PR #6621, opened 2022-09-21
[proto] Fixed fill type in AA

vfdev-5:
Description:
- Fixed fill type in AA


datumbox:
@vfdev-5 We missed the `fill: Union[int, float, Sequence[int], Sequence[float]] = 0,` in the constructors of the techniques. You only made the change on `_AutoAugmentBase`. Could you update the rest of the classes?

- Task objective:
Reprint the entire listing exactly.

- Answer below:
PR #6621, opened 2022-09-21
[proto] Fixed fill type in AA

vfdev-5:
Description:
- Fixed fill type in AA


datumbox:
@vfdev-5 We missed the `fill: Union[int, float, Sequence[int], Sequence[float]] = 0,` in the constructors of the techniques. You only made the change on `_AutoAugmentBase`. Could you update the rest of the classes?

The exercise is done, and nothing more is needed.